I call this easy-peasy Thai curry it’s so simple to put together and you can use whatever veggies you have handy in the fridge. It makes a great vegetarian supper and if you leave out the fish sauce it would be fine for vegans too. This one is going to be a regular in our household.
- Yield: 4 Servings
- Preparation Time: 15 Minutes
- 400 ml coconut milk
- 400 ml vegetable stock
- 3 tbsp Thai curry paste
- 400 g salad potatoes
- as many as you like of the following veg: butternut squash, mangetout, sprouting broccoli, baby corn, asparagus stems, small courgettes, sugar snap peas
- 1 lime juice
- 2 Kaffir lime leaves, shredded
- 2 tbsp fish sauce
- coriander leaves, to garnish
- Pour the coconut milk into a saucepan and add the vegetable stock or the same amount of water. Add 2 tablespoons of curry paste. Bring to the boil, then turn down the heat and add the potatoes and squash, if using. Season with salt and simmer for 10 minutes.
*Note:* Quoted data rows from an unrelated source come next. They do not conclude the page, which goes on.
PR #2865, opened 2023-09-28
Adjust printing of Galois context objects

fingolfin:
- ensure 'Galois' is always uppercase
- ... but 'context' should be lowercase
- adjust some doctest filters that did not match anymore
  (they matched for "Group" where now we had "group")

### DIFF
--- a/src/NumberTheory/GaloisGrp/GaloisGrp.jl
+++ b/src/NumberTheory/GaloisGrp/GaloisGrp.jl
@@ -6,6 +6,8 @@ import Oscar: Hecke, AbstractAlgebra, GAP, extension_field, isinteger,
               upper_bound
 using Oscar: SLPolyRing, SLPoly, SLPolynomialRing, CycleType
 
+import Oscar: pretty, LowercaseOff
+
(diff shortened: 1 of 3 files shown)


src/NumberTheory/GaloisGrp/GaloisGrp.jl
```diff
@@ -485,7 +485,7 @@ mutable struct ComplexRootCtx
 end
 
 function Base.show(io::IO, GC::GaloisCtx{ComplexRootCtx})
-  print(io, "Galois Context for $(GC.f) using complex roots")
+  print(io, LowercaseOff(), "Galois context for $(GC.f) using complex roots")
```
lgoettgens: This is missing a `pretty` call

lgoettgens: Same for others as well

fingolfin: Thanks, fixed now

fieker (approved):
be my guest

PR #2866, opened 2023-09-28
support both documenter versions in doctest helper code

benlorenz:
extracted commit from #2605

cc: @lkastner @lgoettgens


lkastner (approved):
Thank you.

lgoettgens (approved):

PR #2868, opened 2023-09-28
Implement Hessian matrix for polynomials

HechtiDerLachs:
As requested by @wdecker .

### DIFF
--- a/src/Rings/mpoly.jl
+++ b/src/Rings/mpoly.jl
@@ -1300,7 +1300,7 @@ function hessian_matrix(f::MPolyElem)
   R = parent(f)
   n = nvars(R)
   df = jacobi_matrix(f)
-  result = zero(MatrixSpace(R, n, n))
+  result = zero_matrix(R, n, n)
   for i in 1:n
     for j in i:n
       result[i, j] = result[j, i] = derivative(df[i], j)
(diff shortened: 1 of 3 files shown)


src/Rings/mpoly.jl
```diff
@@ -1294,3 +1294,20 @@ end
 
 # assure compatibility with generic code for MPolyQuos:
 lift(f::MPolyRingElem) = f
+
+### Hessian matrix
+function hessian_matrix(f::MPolyElem)
+  R = parent(f)
+  n = nvars(R)
+  df = jacobi_matrix(f)
+  result = zero(MatrixSpace(R, n, n))
```
lgoettgens:
```suggestion
  result = zero_matrix(R, n, n)
```
This saves the creation of the matrix space.

wdecker (approved):
@HechtiDerLachs thx; what about the suggestion by @lgoettgens ?

src/Rings/mpoly.jl
HechtiDerLachs: Thanks! I was not aware of this constructor. Probably this has to do with the rather recent decision to drop parent objects for matrices over rings? Either way, this is reasonable.

thofma: This has been there for a few years

fingolfin: And which "decision to drop parent objects for matrices over rings" ? I am not aware of such a decision.

afkafkafk13:
to be reopened

afkafkafk13:
and reopen

PR #3705, opened 2024-05-08
Minimal associated primes

HechtiDerLachs:
An attempt to make the specialized functionality in Singular for zero dimensional ideals available. 

This seemed to be useful for @simonbrandhorst in some examples, but now I can't even get the tests to terminate. Let's see what the CI says. 

@wdecker : The [documentation](https://www.singular.uni-kl.de/Manual/latest/sing_1261.htm#SEC1342) reads as if only `QQ` was allowed as a coefficient ring. Do you remember whether this is the case? Because it seems to have run also over number fields.


HechtiDerLachs:
@ederc : Could you have a look at the tests? I don't understand what's going wrong. But maybe `minimal_primes` now called `singular_generators` before and that lead to some false caching?

simonbrandhorst:
Thanks for wrapping this @HechtiDerLachs !

ederc:
Well, the tests fail because you try to apply `assPrimes` from Singular on a zero dimensional ideal over a finite field, but `assPrimes` assumes that the ideal lives over `QQ`. AFAIK there is a modular `std` call behind the scenes in `assPrimes`.

HechtiDerLachs:
The problem I meant occured in an earlier test run. Some call to `dim` was complaining that `singular_groebner_generators` did not return a groebner basis. But it doesn't seem to be reproduced anymore; sorry for calling you. 

But what you say about `minAss` is good to know. I will restrict the cases where it's called.

HechtiDerLachs:
@ederc : Now the error is back, see [this test](https://github.com/oscar-system/Oscar.jl/actions/runs/9006575929/job/24744417543?pr=3705).

ederc:
There was a missing caching of the `isGB` flag if a GB was computed during `small_generating_set`. I pushed a fix to your branch.

simonbrandhorst:
is there anything holding this PR up @HechtiDerLachs ?

HechtiDerLachs:
The tests were still failing. I just had a look and it seems there is another bug in `minimal_primes` (due to me, unfortunately). I will have a look.

HechtiDerLachs:
@ederc : I'm sorry, but it looks like I accidentally overwrote your fixes to this branch when doing a rebase. Do you still have them somewhere? If yes, could you push them here again? Thx!

ederc:
I do not have this code anymore, we need to look again where the `isGB` flag needs to be set.

benlorenz:
> @ederc : I'm sorry, but it looks like I accidentally overwrote your fixes to this branch when doing a rebase. Do you still have them somewhere? If yes, could you push them here again? Thx!

The Github UI shows `HechtiDerLachs force-pushed the minimal_associated_primes branch from 9aa5177 to 2cd696e`, and clicking on that 9aa5177 commit should get you to the last commit before the force push, and the [history](https://github.com/oscar-system/Oscar.jl/commits/9aa5177a57c67a042ee5c43719e9fd90ab02a1da) is also available. With that commit hash known you can also try doing `git log 9aa5177` locally since git will keep lost commits for a few days.
You could also look through `git reflog` locally.

ederc:
@HechtiDerLachs Caching `isGB` is back in.

HechtiDerLachs:
Thanks a lot @ederc and @benlorenz ! I was hoping that something like this was possible, but didn't know how. 

Unfortunately it seems that a lot of tests time out. Or something else goes wrong which I do not fully understand, yet. 

Edit: I checked two of the failing tests locally around the point where they were cancelled and they run just fine on my machine.

HechtiDerLachs:
I really can't make sense of the failing tests. Everything that I tried on my local machine about things where the CI gets stuck really goes through for me. And in some cases I can't even find the error messages.

fingolfin:
Triage talked about it yesterday and we suspect that it's the same problem as in #3905 i.e. Singular tries to start subprocesses and gets stuck. So hopefully @hannes14 can take a look when he's back from vacation.

fieker:
Its still under Hans aegis: 
 - it is fixed (in Singular)
 - it needs the release cascade
 - (maybe)

fingolfin:
@hannes14 [updated Singular_jll](https://github.com/JuliaPackaging/Yggdrasil/pull/9333) and just told me that Singular.jl should automatically use that. So I've now restarted the tests, let's see if it helps.

benlorenz:
I looked into the errors / warnings a bit, so far I have found the following:
```
│    Can't call method "instance_for_owner" on an undefined value at /Users/aaruni/Desktop/oscar-runners/runner-4/julia-depot/scratchspaces/d720cf60-89b5-51f5-aff5-213f193123e7/polymake_15999920327334887436_1.10_depstree_v2/share/polymake/perllib/Polymake/Core/BigObject.pm line 775 during global destruction.
```
This is triggered from an atexit handler from the perl code which tries to clean up polymake objects. Not totally sure why this error doesn't appear during normal process exit, maybe because some other finalizers need to run first but these are not triggered correctly for these processes.

```
polymake:  WARNING: Automatic update of the interface definition file /home/runner/.julia/scratchspaces/d720cf60-89b5-51f5-aff5-213f193123e7/polymake_11299506659249835626_1.10_userdir/wrappers.0/apps/fan/cpperl/wrap-check_fan.cpperl refused:
2024-09-04T09:36:57.9086549Z Timestamp file /home/runner/.julia/scratchspaces/d720cf60-89b5-51f5-aff5-213f193123e7/polymake_11299506659249835626_1.10_userdir/wrappers.0/build/Opt/.apps.built is missing unxpectedly.
```
This is also during process exit, maybe because multiple processes are trying to modify the same files at the same time (and this is not really a place where we can add a pidlock). All these processes are trying to save the same new auto-generated code that was probably triggered in the original process.

```
      From worker 4:	libc++abi: terminating due to uncaught exception of type std::__1::bad_function_call: std::exception
      From worker 4:	
      From worker 4:	[68228] signal (6): Abort trap: 6
      From worker 4:	in expression starting at /Users/aaruni/Desktop/oscar-runners/runner-3/_work/Oscar.jl/Oscar.jl/test/AlgebraicGeometry/Schemes/resolutions.jl:1
      From worker 4:	__pthread_kill at /usr/lib/system/libsystem_kernel.dylib (unknown line)
      From worker 4:	Allocations: 509000079 (Pool: 508678466; Big: 321613); GC: 90
```
This is in a [macos job](https://github.com/oscar-system/Oscar.jl/actions/runs/10698681595/job/29658626313#step:9:2171) and I don't really know what exactly triggers this, but this could also be due to code running at exit without some julia exit handlers running before this, maybe related to this:
https://github.com/oscar-system/Polymake.jl/blob/master/src/Polymake.jl#L317-L322

**Note:**
All these subprocesses dying during exit should not really cause the tests to fail (only the doctests due to the printing).

Many of the CI jobs also timed out, something got a lot slower here or got stuck somewhere?

benlorenz:
I ran the Oscar tests on this branch locally and after a while it also got stuck with many processes (22 processes including the main one), all of them seem to be sleeping / waiting.
(The PC has 12 Cores / 24 Threads, AMD Ryzen 9 5900X)

The main process (28895) is deep inside some singular code, called from `minimal_primes`:
```
Test Summary:             | Pass  Total  Time
mpolyquo-localizations.jl |   37     37  2.1s

======================================================================================
Information request received. A stacktrace will print followed by a 1.0 second profile
======================================================================================

cmd: /net/site-local.linux64/julia/julia-1.10.5/bin/julia 28895 running 1 of 1

signal (10): User defined signal 1
__poll at /lib64/libc.so.6 (unknown line)
_Z12slStatusSsiLP6slistsiPi at /home/datastore/lorenz/software/julia/depot/artifacts/178cf93ab258b57deb473bfa44f78c5994f8628c/lib/libSingular.so (unknown line)
_Z10jjWAIT1ST1P6sleftvS0_ at /home/datastore/lorenz/software/julia/depot/artifacts/178cf93ab258b57deb473bfa44f78c5994f8628c/lib/libSingular.so (unknown line)
_Z15iiExprArith1TabP6sleftvS0_iPK8sValCmd1iPK13sConvertTypes at /home/datastore/lorenz/software/julia/depot/artifacts/178cf93ab258b57deb473bfa44f78c5994f8628c/lib/libSingular.so (unknown line)
_Z7yyparsev at /home/datastore/lorenz/software/julia/depot/artifacts/178cf93ab258b57deb473bfa44f78c5994f8628c/lib/libSingular.so (unknown line)
_Z10iiAllStartP8procinfoPKc13feBufferTypesi at /home/datastore/lorenz/software/julia/depot/artifacts/178cf93ab258b57deb473bfa44f78c5994f8628c/lib/libSingular.so (unknown line)
_Z8iiPStartP5idrecP6sleftv at /home/datastore/lorenz/software/julia/depot/artifacts/178cf93ab258b57deb473bfa44f78c5994f8628c/lib/libSingular.so (unknown line)
_Z11iiMake_procP5idrecP11sip_packageP6sleftv at /home/datastore/lorenz/software/julia/depot/artifacts/178cf93ab258b57deb473bfa44f78c5994f8628c/lib/libSingular.so (unknown line)
_Z6jjPROCP6sleftvS0_S0_ at /home/datastore/lorenz/software/julia/depot/artifacts/178cf93ab258b57deb473bfa44f78c5994f8628c/lib/libSingular.so (unknown line)
_ZL21iiExprArith2TabInternP6sleftvS0_iS0_iPK8sValCmd2iiPK13sConvertTypes.part.85 at /home/datastore/lorenz/software/julia/depot/artifacts/178cf93ab258b57deb473bfa44f78c5994f8628c/lib/libSingular.so (unknown line)
...
_Z10iiAllStartP8procinfoPKc13feBufferTypesi at /home/datastore/lorenz/software/julia/depot/artifacts/178cf93ab258b57deb473bfa44f78c5994f8628c/lib/libSingular.so (unknown line)
_Z8iiPStartP5idrecP6sleftv at /home/datastore/lorenz/software/julia/depot/artifacts/178cf93ab258b57deb473bfa44f78c5994f8628c/lib/libSingular.so (unknown line)
_Z11iiMake_procP5idrecP11sip_packageP6sleftv at /home/datastore/lorenz/software/julia/depot/artifacts/178cf93ab258b57deb473bfa44f78c5994f8628c/lib/libSingular.so (unknown line)
_Z15ii_CallLibProcMPKcPPvPiP8ip_sringRi at /home/datastore/lorenz/software/julia/depot/artifacts/178cf93ab258b57deb473bfa44f78c5994f8628c/lib/libSingular.so (unknown line)
_Z31call_singular_library_procedureNSt7__cxx1112basic_stringIcSt11char_traitsIcESaIcEEEP8ip_sringN5jlcxx8ArrayRefIP11_jl_value_tLi1EEE at /home/datastore/lorenz/software/julia/depot/artifacts/9e729ade26a239c52713155b6c560dd4615b31a5/lib/libsingular_julia.so (unknown line)
_ZNSt17_Function_handlerIFP11_jl_value_tNSt7__cxx1112basic_stringIcSt11char_traitsIcESaIcEEEP8ip_sringN5jlcxx8ArrayRefIS1_Li1EEEEPSD_E9_M_invokeERKSt9_Any_dataOS7_OS9_OSC_ at /home/datastore/lorenz/software/julia/depot/artifacts/9e729ade26a239c52713155b6c560dd4615b31a5/lib/libsingular_julia.so (unknown line)
_ZN5jlcxx6detail11CallFunctorIP11_jl_value_tJNSt7__cxx1112basic_stringIcSt11char_traitsIcESaIcEEEP8ip_sringNS_8ArrayRefIS3_Li1EEEEE5applyEPKvNS_13WrappedCppPtrESH_P10jl_array_t at /home/datastore/lorenz/software/julia/depot/artifacts/9e729ade26a239c52713155b6c560dd4615b31a5/lib/libsingular_julia.so (unknown line)
call_singular_library_procedure at /home/datastore/lorenz/software/julia/depot/packages/CxxWrap/5IZvn/src/CxxWrap.jl:624
unknown function (ip: 0x148fccf9d9e0)
_jl_invoke at /cache/build/builder-amdci4-4/julialang/julia-release-1-dot-10/src/gf.c:2895 [inlined]
ijl_apply_generic at /cache/build/builder-amdci4-4/julialang/julia-release-1-dot-10/src/gf.c:3077
low_level_caller at /home/datastore/lorenz/software/julia/depot/packages/Singular/A4riV/src/caller.jl:399
assPrimes at /home/datastore/lorenz/software/julia/depot/packages/Singular/A4riV/src/Meta.jl:44
unknown function (ip: 0x148fccf9d2b5)
_jl_invoke at /cache/build/builder-amdci4-4/julialang/julia-release-1-dot-10/src/gf.c:2895 [inlined]
ijl_apply_generic at /cache/build/builder-amdci4-4/julialang/julia-release-1-dot-10/src/gf.c:3077
#minimal_primes#346 at /home/datastore/lorenz/software/julia/Oscar.jl/src/Rings/mpoly-ideals.jl:1072
minimal_primes at /home/datastore/lorenz/software/julia/Oscar.jl/src/Rings/mpoly-ideals.jl:1068 [inlined]
__compute_is_prime__ at /home/datastore/lorenz/software/julia/Oscar.jl/src/Rings/mpoly-ideals.jl:1663
#373 at /home/datastore/lorenz/software/julia/depot/packages/AbstractAlgebra/sxDV6/src/Attributes.jl:357 [inlined]
get! at ./dict.jl:479
get_attribute! at /home/datastore/lorenz/software/julia/depot/packages/AbstractAlgebra/sxDV6/src/Attributes.jl:230 [inlined]
is_prime at /home/datastore/lorenz/software/julia/Oscar.jl/src/Rings/mpoly-ideals.jl:1662
unknown function (ip: 0x148fca651095)
_jl_invoke at /cache/build/builder-amdci4-4/julialang/julia-release-1-dot-10/src/gf.c:2895 [inlined]
ijl_apply_generic at /cache/build/builder-amdci4-4/julialang/julia-release-1-dot-10/src/gf.c:3077
__compute_is_prime__ at /home/datastore/lorenz/software/julia/Oscar.jl/src/Rings/mpolyquo-localizations.jl:2023
#1001 at /home/datastore/lorenz/software/julia/depot/packages/AbstractAlgebra/sxDV6/src/Attributes.jl:357 [inlined]
get! at ./dict.jl:479
get_attribute! at /home/datastore/lorenz/software/julia/depot/packages/AbstractAlgebra/sxDV6/src/Attributes.jl:230 [inlined]
is_prime at /home/datastore/lorenz/software/julia/Oscar.jl/src/Rings/mpolyquo-localizations.jl:2022
unknown function (ip: 0x148fa7ea52f5)
_jl_invoke at /cache/build/builder-amdci4-4/julialang/julia-release-1-dot-10/src/gf.c:2895 [inlined]
```

One Process (1803) is in a wait call:
```
0x0000148febf0fc1f in wait4 () from /lib64/libc.so.6
#0  0x0000148febf0fc1f in wait4 () from /lib64/libc.so.6
#1  0x0000148f53324606 in ssiClose(sip_link*) () from /home/datastore/lorenz/software/julia/depot/artifacts/178cf93ab258b57deb473bfa44f78c5994f8628c/lib/libSingular.so
#2  0x0000148f533232e4 in slClose(sip_link*) () from /home/datastore/lorenz/software/julia/depot/artifacts/178cf93ab258b57deb473bfa44f78c5994f8628c/lib/libSingular.so
#3  0x0000148f532c9445 in iiExprArith1Tab(sleftv*, sleftv*, int, sValCmd1 const*, int, sConvertTypes const*) () from /home/datastore/lorenz/software/julia/depot/artifacts/178cf93ab258b57deb473bfa44f78c5994f8628c/lib/libSingular.so
#4  0x0000148f532a0977 in yyparse() () from /home/datastore/lorenz/software/julia/depot/artifacts/178cf93ab258b57deb473bfa44f78c5994f8628c/lib/libSingular.so
#5  0x0000148f532e414c in iiAllStart(procinfo*, char const*, feBufferTypes, int) () from /home/datastore/lorenz/software/julia/depot/artifacts/178cf93ab258b57deb473bfa44f78c5994f8628c/lib/libSingular.so
...
```

One Process (1843) is in a futex_wait (called from some openmp exit handlers?):
```
Using host libthread_db library "/lib64/libthread_db.so.1".
futex_wait (val=120, addr=0x14b2b2044) at /workspace/srcdir/gcc-13.2.0/libgomp/config/linux/x86/futex.h:97
97      /workspace/srcdir/gcc-13.2.0/libgomp/config/linux/x86/futex.h: No such file or directory.
#0  futex_wait (val=120, addr=0x14b2b2044) at /workspace/srcdir/gcc-13.2.0/libgomp/config/linux/x86/futex.h:97
#1  do_wait (val=120, addr=<optimized out>) at /workspace/srcdir/gcc-13.2.0/libgomp/config/linux/wait.h:67
#2  gomp_team_barrier_wait_end (bar=0x14b2b2040, state=120) at /workspace/srcdir/gcc-13.2.0/libgomp/config/linux/bar.c:112
#3  0x0000148feaa8c00e in gomp_team_barrier_wait_final (bar=bar@entry=0x14b2b2040) at /workspace/srcdir/gcc-13.2.0/libgomp/config/linux/bar.c:136
#4  0x0000148feaa8a96d in gomp_team_end () at /workspace/srcdir/gcc-13.2.0/libgomp/team.c:956
#5  0x0000148febe7bbd9 in __run_exit_handlers () from /lib64/libc.so.6
#6  0x0000148febe7bd6a in exit () from /lib64/libc.so.6
#7  0x0000148f53313bc2 in m2_end () from /home/datastore/lorenz/software/julia/depot/artifacts/178cf93ab258b57deb473bfa44f78c5994f8628c/lib/libSingular.so
#8  0x0000148f53328e10 in ssiRead1(sip_link*) () from /home/datastore/lorenz/software/julia/depot/artifacts/178cf93ab258b57deb473bfa44f78c5994f8628c/lib/libSingular.so
#9  0x0000148f5332c404 in ssiOpen(sip_link*, short, sleftv*) () from /home/datastore/lorenz/software/julia/depot/artifacts/178cf93ab258b57deb473bfa44f78c5994f8628c/lib/libSingular.so
#10 0x0000148f53323174 in slOpen(sip_link*, short, sleftv*) () from /home/datastore/lorenz/software/julia/depot/artifacts/178cf93ab258b57deb473bfa44f78c5994f8628c/lib/libSingular.so
#11 0x0000148f532c9445 in iiExprArith1Tab(sleftv*, sleftv*, int, sValCmd1 const*, int, sConvertTypes const*) () from /home/datastore/lorenz/software/julia/depot/artifacts/178cf93ab258b57deb473bfa44f78c5994f8628c/lib/libSingular.so
```


And finally there are further 19 processes which are waiting in a read like this:
```
0x0000148fec03a754 in read () from /lib64/libpthread.so.0
#0  0x0000148fec03a754 in read () from /lib64/libpthread.so.0
#1  0x0000148f53ed2f89 in s_getc(s_buff_s*) () from /home/datastore/lorenz/software/julia/depot/artifacts/178cf93ab258b57deb473bfa44f78c5994f8628c/lib/libpolys.so
#2  0x0000148f53ed31e4 in s_readint(s_buff_s*) () from /home/datastore/lorenz/software/julia/depot/artifacts/178cf93ab258b57deb473bfa44f78c5994f8628c/lib/libpolys.so
#3  0x0000148f53328dae in ssiRead1(sip_link*) () from /home/datastore/lorenz/software/julia/depot/artifacts/178cf93ab258b57deb473bfa44f78c5994f8628c/lib/libSingular.so
#4  0x0000148f53323421 in slRead(sip_link*, sleftv*) () from /home/datastore/lorenz/software/julia/depot/artifacts/178cf93ab258b57deb473bfa44f78c5994f8628c/lib/libSingular.so
#5  0x0000148f532af29e in jjREAD(sleftv*, sleftv*) () from /home/datastore/lorenz/software/julia/depot/artifacts/178cf93ab258b57deb473bfa44f78c5994f8628c/lib/libSingular.so
#6  0x0000148f532c9445 in iiExprArith1Tab(sleftv*, sleftv*, int, sValCmd1 const*, int, sConvertTypes const*) () from /home/datastore/lorenz/software/julia/depot/artifacts/178cf93ab258b57deb473bfa44f78c5994f8628c/lib/libSingular.so
...
```

I can keep those processes alive for a while if there is anything I should check, they don't need much memory and all are idle anyway.

fingolfin:
The `atexit` related crashes are fixed in @hannes14 most recent update from last week. But there are still errors / crashes, just again different ones

benlorenz:
There are still exit handlers running
```
│    Can't call method "flags" on an undefined value at /Users/aaruni/Desktop/oscar-runners/runner-2/julia-depot/scratchspaces/d720cf60-89b5-51f5-aff5-213f193123e7/polymake_6360604600323823479_1.10_depstree_v2/share/polymake/perllib/Polymake/Core/BigObject.pm line 1247 during global destruction.
```
which I think is problematic. But at least I don't see any stuck jobs that ran into a timeout.

Many of the failing jobs don't have any logs for the `Run tests` step, some show an exit code of 143 (sigterm) which might indicate the workers running out of memory? (due to multiple processes?)

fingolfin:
PR #3708, opened 2024-05-08
Revert "Disable a test in elliptic surfaces (#3698)"

joschmitt:
With #3672 merged, the test is now commented out twice. To avoid future confusion, I revert my commit.

### DIFF
--- a/test/AlgebraicGeometry/Schemes/elliptic_surface.jl
+++ b/test/AlgebraicGeometry/Schemes/elliptic_surface.jl
@@ -63,8 +63,6 @@
   trivial_lattice(X3)
   =#
 
-  #=
-  This testset is disabled (for now), see https://github.com/oscar-system/Oscar.jl/issues/3676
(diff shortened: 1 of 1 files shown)


lgoettgens:
@HechtiDerLachs do you want the whole testfile staying disabled or just the one offending testset?

HechtiDerLachs:
I would say we keep it as close as possible to the final state after @joschmitt 's changes.

joschmitt:
> I would say we keep it as close as possible to the final state after @joschmitt 's changes.

I'm sorry, I don't understand.
I commented out the single test set 'elliptic parameter' (I believe that this is where CI got stuck) and you commented out the whole file. The changes are orthogonal as far as git is concerned, so there was no merge conflict. It doesn't really matter, but I would like to revert one of the two changes to avoid confusion. I don't care which one.

HechtiDerLachs (approved):
I think this is rather fine then. Sorry about the confusion.

PR #3709, opened 2024-05-08
Attach warning to docs of functions in experimental

### LINKED ISSUE #2011: Make the user aware of that they are using code from `experimental`

lkastner:
preview: https://docs.oscar-system.org/previews/PR3709/


experimental/Experimental.jl
```diff
@@ -57,3 +57,29 @@ for pkg in oldexppkgs
   # Load the package
   include(joinpath(expdir, pkg, "$pkg.jl"))
 end
+
+# We modify the documentation of the experimental part to attach a warning to
+# every exported function that this function is part of experimental.
+# Furthermore we give a link for users to rea up on what this entails.
```
fingolfin:
```suggestion
# Furthermore we give a link for users to read up on what this entails.
```

fingolfin (commented):
Nice!

Do we need a specific Documenter version for this to work? Then perhaps specify that in docs/Project.toml?

experimental/Experimental.jl
```diff
@@ -57,3 +57,29 @@ for pkg in oldexppkgs
...
+#
+# Note that there are functions in the docs of experimental that are not
+# exported. These then also do not get the warning attached.
+using Markdown
+warnexp = Markdown.parse(raw"""
+!!! warning "Experimental"
+    This function is part of the experimental code in Oscar. Please read
+    [here](https://docs.oscar-system.org/dev/Experimental/intro/) for more
```
lgoettgens:
```suggestion
    [here](https://docs.oscar-system.org/v1/Experimental/intro/) for more
```
Or maybe make this dependent on `Oscar.is_dev`?

lgoettgens (commented):
Nice addition!! One small comment above

Project.toml
```diff
@@ -12,6 +12,7 @@ Hecke = "3e1990a7-5d81-5526-99ce-9ba3ff248f21"
 JSON = "682c06a0-de6a-54ab-a142-c8b1cf79cde6"
 JSON3 = "0f8b85d8-7281-11e9-16c2-39a750bddbf1"
 LazyArtifacts = "4af54fe1-eca0-43a8-85a7-787d91b784e3"
+Markdown = "d6f4376e-aef5-505a-96c1-9c027394607a"
```
lgoettgens, line 15: this needs a compat of something like `"1.6"` (as it is a stdlib)

lkastner:
> Do we need a specific Documenter version for this to work? Then perhaps specify that in docs/Project.toml?

It is independent of Documenter. This is only using the Julia documentation features. And not in a good way...

fingolfin (approved):
Looks good to me

thofma:
Awesome, thanks @lkastner!

thofma (approved):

- Cut the remaining vegetables into bite-sized pieces and add them to the curry with the lime juice, lime leaves and a tablespoon of fish sauce. Simmer until just tender – this will take about 5 minutes.
- Taste, then add another tablespoon of curry paste and of fish sauce if you like and season with salt and pepper. Sprinkle with coriander leaves and serve. Brown rice is nice with this if you want some carbs.